#### Exercise:
Please reproduce the following records exactly, with nothing omitted.

------------

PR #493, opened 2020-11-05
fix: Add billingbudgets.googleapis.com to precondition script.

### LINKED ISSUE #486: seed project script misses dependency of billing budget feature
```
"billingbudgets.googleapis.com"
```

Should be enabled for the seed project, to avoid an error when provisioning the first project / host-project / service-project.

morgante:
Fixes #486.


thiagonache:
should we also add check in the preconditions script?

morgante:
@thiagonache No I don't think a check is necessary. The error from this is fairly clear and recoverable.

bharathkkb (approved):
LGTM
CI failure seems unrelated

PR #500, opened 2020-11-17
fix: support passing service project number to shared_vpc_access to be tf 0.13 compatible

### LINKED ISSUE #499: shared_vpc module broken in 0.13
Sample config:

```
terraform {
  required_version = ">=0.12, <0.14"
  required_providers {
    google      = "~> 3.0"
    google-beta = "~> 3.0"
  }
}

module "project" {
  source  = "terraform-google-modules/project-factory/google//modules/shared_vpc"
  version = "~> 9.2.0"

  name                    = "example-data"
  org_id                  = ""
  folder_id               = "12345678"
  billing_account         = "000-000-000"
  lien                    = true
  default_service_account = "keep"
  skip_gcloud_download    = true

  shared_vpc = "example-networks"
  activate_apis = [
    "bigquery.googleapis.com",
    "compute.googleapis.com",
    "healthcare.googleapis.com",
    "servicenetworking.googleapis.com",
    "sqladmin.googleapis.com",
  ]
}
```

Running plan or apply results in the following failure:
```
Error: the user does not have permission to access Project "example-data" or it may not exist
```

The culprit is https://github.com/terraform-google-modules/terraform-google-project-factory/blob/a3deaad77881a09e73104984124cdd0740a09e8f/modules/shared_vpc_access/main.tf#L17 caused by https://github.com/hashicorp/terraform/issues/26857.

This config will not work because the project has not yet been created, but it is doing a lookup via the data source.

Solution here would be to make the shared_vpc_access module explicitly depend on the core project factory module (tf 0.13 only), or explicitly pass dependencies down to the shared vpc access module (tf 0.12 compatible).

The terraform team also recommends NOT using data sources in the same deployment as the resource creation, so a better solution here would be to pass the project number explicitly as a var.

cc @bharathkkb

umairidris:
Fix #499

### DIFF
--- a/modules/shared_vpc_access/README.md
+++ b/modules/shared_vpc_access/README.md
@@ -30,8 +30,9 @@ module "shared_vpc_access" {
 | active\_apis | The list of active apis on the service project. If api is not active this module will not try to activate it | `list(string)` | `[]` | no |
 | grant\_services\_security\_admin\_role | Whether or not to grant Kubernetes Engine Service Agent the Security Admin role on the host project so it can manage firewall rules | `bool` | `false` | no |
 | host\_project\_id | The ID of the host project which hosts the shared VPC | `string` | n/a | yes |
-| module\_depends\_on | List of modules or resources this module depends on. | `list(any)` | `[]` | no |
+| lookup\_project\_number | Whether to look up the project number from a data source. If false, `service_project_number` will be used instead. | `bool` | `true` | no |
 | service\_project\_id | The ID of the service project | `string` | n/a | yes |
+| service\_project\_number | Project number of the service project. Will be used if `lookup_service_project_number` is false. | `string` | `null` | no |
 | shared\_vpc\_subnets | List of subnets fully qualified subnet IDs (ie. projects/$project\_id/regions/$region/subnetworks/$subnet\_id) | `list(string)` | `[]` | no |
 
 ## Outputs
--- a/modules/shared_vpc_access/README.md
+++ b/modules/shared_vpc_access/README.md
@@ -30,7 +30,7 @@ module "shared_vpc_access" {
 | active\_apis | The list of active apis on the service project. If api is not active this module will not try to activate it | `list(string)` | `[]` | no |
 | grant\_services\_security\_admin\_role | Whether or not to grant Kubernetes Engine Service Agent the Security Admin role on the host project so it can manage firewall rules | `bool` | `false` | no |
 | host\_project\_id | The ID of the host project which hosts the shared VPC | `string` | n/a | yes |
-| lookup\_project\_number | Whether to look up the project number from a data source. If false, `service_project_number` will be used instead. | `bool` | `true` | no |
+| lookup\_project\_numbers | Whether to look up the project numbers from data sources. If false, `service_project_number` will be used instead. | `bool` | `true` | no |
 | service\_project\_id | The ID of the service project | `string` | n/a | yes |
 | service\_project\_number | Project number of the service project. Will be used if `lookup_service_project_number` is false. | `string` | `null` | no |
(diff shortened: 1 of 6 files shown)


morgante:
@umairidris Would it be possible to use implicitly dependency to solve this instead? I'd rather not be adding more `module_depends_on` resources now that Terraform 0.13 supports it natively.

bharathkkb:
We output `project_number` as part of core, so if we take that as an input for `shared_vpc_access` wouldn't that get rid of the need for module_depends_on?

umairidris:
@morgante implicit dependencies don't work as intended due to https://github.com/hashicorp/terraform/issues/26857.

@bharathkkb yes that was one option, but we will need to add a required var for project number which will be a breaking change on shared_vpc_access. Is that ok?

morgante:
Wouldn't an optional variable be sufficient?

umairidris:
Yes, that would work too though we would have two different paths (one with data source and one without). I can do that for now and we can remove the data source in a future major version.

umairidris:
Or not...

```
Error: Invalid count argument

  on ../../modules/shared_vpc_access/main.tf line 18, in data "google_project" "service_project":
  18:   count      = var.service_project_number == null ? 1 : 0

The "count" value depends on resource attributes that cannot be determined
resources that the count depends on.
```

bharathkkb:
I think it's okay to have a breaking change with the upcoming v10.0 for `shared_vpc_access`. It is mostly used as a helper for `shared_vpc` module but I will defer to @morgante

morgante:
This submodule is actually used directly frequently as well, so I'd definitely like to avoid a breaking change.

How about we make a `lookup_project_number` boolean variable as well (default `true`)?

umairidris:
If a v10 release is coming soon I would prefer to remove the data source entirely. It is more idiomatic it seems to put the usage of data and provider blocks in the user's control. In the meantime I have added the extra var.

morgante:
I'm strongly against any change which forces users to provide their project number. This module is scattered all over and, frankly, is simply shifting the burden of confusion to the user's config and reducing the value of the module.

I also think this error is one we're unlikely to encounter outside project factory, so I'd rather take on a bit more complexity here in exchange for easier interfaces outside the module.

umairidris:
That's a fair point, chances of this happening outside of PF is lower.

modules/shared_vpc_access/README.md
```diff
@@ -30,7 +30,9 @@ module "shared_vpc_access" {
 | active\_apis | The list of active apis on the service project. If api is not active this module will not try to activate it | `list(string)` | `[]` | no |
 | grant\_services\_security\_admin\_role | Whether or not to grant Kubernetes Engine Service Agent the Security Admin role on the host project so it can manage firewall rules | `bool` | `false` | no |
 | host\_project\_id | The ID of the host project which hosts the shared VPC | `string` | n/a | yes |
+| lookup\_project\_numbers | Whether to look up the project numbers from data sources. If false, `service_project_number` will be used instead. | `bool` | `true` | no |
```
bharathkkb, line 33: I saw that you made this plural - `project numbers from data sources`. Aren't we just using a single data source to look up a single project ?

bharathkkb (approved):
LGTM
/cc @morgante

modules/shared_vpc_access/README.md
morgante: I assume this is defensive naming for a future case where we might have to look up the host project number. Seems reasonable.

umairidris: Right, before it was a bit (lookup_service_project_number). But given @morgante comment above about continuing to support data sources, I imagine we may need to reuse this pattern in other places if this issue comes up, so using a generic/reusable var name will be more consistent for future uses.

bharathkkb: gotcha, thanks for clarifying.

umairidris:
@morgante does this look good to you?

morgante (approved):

------------

#### Reply:
PR #493, opened 2020-11-05
fix: Add billingbudgets.googleapis.com to precondition script.

### LINKED ISSUE #486: seed project script misses dependency of billing budget feature
```
"billingbudgets.googleapis.com"
```

Should be enabled for the seed project, to avoid an error when provisioning the first project / host-project / service-project.

morgante:
Fixes #486.


thiagonache:
should we also add check in the preconditions script?

morgante:
@thiagonache No I don't think a check is necessary. The error from this is fairly clear and recoverable.

bharathkkb (approved):
LGTM
CI failure seems unrelated

PR #500, opened 2020-11-17
fix: support passing service project number to shared_vpc_access to be tf 0.13 compatible

### LINKED ISSUE #499: shared_vpc module broken in 0.13
Sample config:

```
terraform {
  required_version = ">=0.12, <0.14"
  required_providers {
    google      = "~> 3.0"
    google-beta = "~> 3.0"
  }
}

module "project" {
  source  = "terraform-google-modules/project-factory/google//modules/shared_vpc"
  version = "~> 9.2.0"

  name                    = "example-data"
  org_id                  = ""
  folder_id               = "12345678"
  billing_account         = "000-000-000"
  lien                    = true
  default_service_account = "keep"
  skip_gcloud_download    = true

  shared_vpc = "example-networks"
  activate_apis = [
    "bigquery.googleapis.com",
    "compute.googleapis.com",
    "healthcare.googleapis.com",
    "servicenetworking.googleapis.com",
    "sqladmin.googleapis.com",
  ]
}
```

Running plan or apply results in the following failure:
```
Error: the user does not have permission to access Project "example-data" or it may not exist
```

The culprit is https://github.com/terraform-google-modules/terraform-google-project-factory/blob/a3deaad77881a09e73104984124cdd0740a09e8f/modules/shared_vpc_access/main.tf#L17 caused by https://github.com/hashicorp/terraform/issues/26857.

This config will not work because the project has not yet been created, but it is doing a lookup via the data source.

Solution here would be to make the shared_vpc_access module explicitly depend on the core project factory module (tf 0.13 only), or explicitly pass dependencies down to the shared vpc access module (tf 0.12 compatible).

The terraform team also recommends NOT using data sources in the same deployment as the resource creation, so a better solution here would be to pass the project number explicitly as a var.

cc @bharathkkb

umairidris:
Fix #499

### DIFF
--- a/modules/shared_vpc_access/README.md
+++ b/modules/shared_vpc_access/README.md
@@ -30,8 +30,9 @@ module "shared_vpc_access" {
 | active\_apis | The list of active apis on the service project. If api is not active this module will not try to activate it | `list(string)` | `[]` | no |
 | grant\_services\_security\_admin\_role | Whether or not to grant Kubernetes Engine Service Agent the Security Admin role on the host project so it can manage firewall rules | `bool` | `false` | no |
 | host\_project\_id | The ID of the host project which hosts the shared VPC | `string` | n/a | yes |
-| module\_depends\_on | List of modules or resources this module depends on. | `list(any)` | `[]` | no |
+| lookup\_project\_number | Whether to look up the project number from a data source. If false, `service_project_number` will be used instead. | `bool` | `true` | no |
 | service\_project\_id | The ID of the service project | `string` | n/a | yes |
+| service\_project\_number | Project number of the service project. Will be used if `lookup_service_project_number` is false. | `string` | `null` | no |
 | shared\_vpc\_subnets | List of subnets fully qualified subnet IDs (ie. projects/$project\_id/regions/$region/subnetworks/$subnet\_id) | `list(string)` | `[]` | no |
 
 ## Outputs
--- a/modules/shared_vpc_access/README.md
+++ b/modules/shared_vpc_access/README.md
@@ -30,7 +30,7 @@ module "shared_vpc_access" {
 | active\_apis | The list of active apis on the service project. If api is not active this module will not try to activate it | `list(string)` | `[]` | no |
 | grant\_services\_security\_admin\_role | Whether or not to grant Kubernetes Engine Service Agent the Security Admin role on the host project so it can manage firewall rules | `bool` | `false` | no |
 | host\_project\_id | The ID of the host project which hosts the shared VPC | `string` | n/a | yes |
-| lookup\_project\_number | Whether to look up the project number from a data source. If false, `service_project_number` will be used instead. | `bool` | `true` | no |
+| lookup\_project\_numbers | Whether to look up the project numbers from data sources. If false, `service_project_number` will be used instead. | `bool` | `true` | no |
 | service\_project\_id | The ID of the service project | `string` | n/a | yes |
 | service\_project\_number | Project number of the service project. Will be used if `lookup_service_project_number` is false. | `string` | `null` | no |
(diff shortened: 1 of 6 files shown)


morgante:
@umairidris Would it be possible to use implicitly dependency to solve this instead? I'd rather not be adding more `module_depends_on` resources now that Terraform 0.13 supports it natively.

bharathkkb:
We output `project_number` as part of core, so if we take that as an input for `shared_vpc_access` wouldn't that get rid of the need for module_depends_on?

umairidris:
@morgante implicit dependencies don't work as intended due to https://github.com/hashicorp/terraform/issues/26857.

@bharathkkb yes that was one option, but we will need to add a required var for project number which will be a breaking change on shared_vpc_access. Is that ok?

morgante:
Wouldn't an optional variable be sufficient?

umairidris:
Yes, that would work too though we would have two different paths (one with data source and one without). I can do that for now and we can remove the data source in a future major version.

umairidris:
Or not...

```
Error: Invalid count argument

  on ../../modules/shared_vpc_access/main.tf line 18, in data "google_project" "service_project":
  18:   count      = var.service_project_number == null ? 1 : 0

The "count" value depends on resource attributes that cannot be determined
resources that the count depends on.
```

bharathkkb:
I think it's okay to have a breaking change with the upcoming v10.0 for `shared_vpc_access`. It is mostly used as a helper for `shared_vpc` module but I will defer to @morgante

morgante:
This submodule is actually used directly frequently as well, so I'd definitely like to avoid a breaking change.

How about we make a `lookup_project_number` boolean variable as well (default `true`)?

umairidris:
If a v10 release is coming soon I would prefer to remove the data source entirely. It is more idiomatic it seems to put the usage of data and provider blocks in the user's control. In the meantime I have added the extra var.

morgante:
I'm strongly against any change which forces users to provide their project number. This module is scattered all over and, frankly, is simply shifting the burden of confusion to the user's config and reducing the value of the module.

I also think this error is one we're unlikely to encounter outside project factory, so I'd rather take on a bit more complexity here in exchange for easier interfaces outside the module.

umairidris:
That's a fair point, chances of this happening outside of PF is lower.

modules/shared_vpc_access/README.md
```diff
@@ -30,7 +30,9 @@ module "shared_vpc_access" {
 | active\_apis | The list of active apis on the service project. If api is not active this module will not try to activate it | `list(string)` | `[]` | no |
 | grant\_services\_security\_admin\_role | Whether or not to grant Kubernetes Engine Service Agent the Security Admin role on the host project so it can manage firewall rules | `bool` | `false` | no |
 | host\_project\_id | The ID of the host project which hosts the shared VPC | `string` | n/a | yes |
+| lookup\_project\_numbers | Whether to look up the project numbers from data sources. If false, `service_project_number` will be used instead. | `bool` | `true` | no |
```
bharathkkb, line 33: I saw that you made this plural - `project numbers from data sources`. Aren't we just using a single data source to look up a single project ?

bharathkkb (approved):
LGTM
/cc @morgante

modules/shared_vpc_access/README.md
morgante: I assume this is defensive naming for a future case where we might have to look up the host project number. Seems reasonable.

umairidris: Right, before it was a bit (lookup_service_project_number). But given @morgante comment above about continuing to support data sources, I imagine we may need to reuse this pattern in other places if this issue comes up, so using a generic/reusable var name will be more consistent for future uses.

bharathkkb: gotcha, thanks for clarifying.

umairidris:
@morgante does this look good to you?

morgante (approved):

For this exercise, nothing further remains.